For each line in the data that includes "struct", make a copy.

(Stored data entries)
+++
PR #89, opened 2023-01-13
refactor main.go

yuval-klotho:
This just wraps all of the stuff into a lightweight struct that lets you configure various aspects of main. This lets us create other "editions" of klotho (and specifically pro) without having to maintain a separate copy of this main.go, which can introduce drift.

The `main.go` changes contain a bunch of `-` (and corresponding `+` in `klothomain.go`), but it's pretty much a lift-and-shift. A few places had some `foo` turning into a `km.Foo` or similar, but that's about it.

After that, just a bit of light refactoring/moving to untangle a couple cyclic dependencies in analytics and cli.

### Standard checks

- **Unit tests**: not unit tested; verified manually on sample-apps/ts-cloudfs
- **Docs**: n/a


cmd/klotho/main.go
```diff
@@ -21,9 +21,10 @@ import (
 	"go.uber.org/zap/zapcore"
 )
 
-var root = &cobra.Command{
-	Use:  "klotho [path to source]",
-	RunE: run,
+type KlothoMain struct {
```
+++
◆ **SOLVED EXERCISE**:
This just wraps all of the stuff into a lightweight struct that lets you configure various aspects of main. This lets us create other "editions" of klotho (and specifically pro) without having to maintain a separate copy of this main.go, which can introduce drift.
+type KlothoMain struct {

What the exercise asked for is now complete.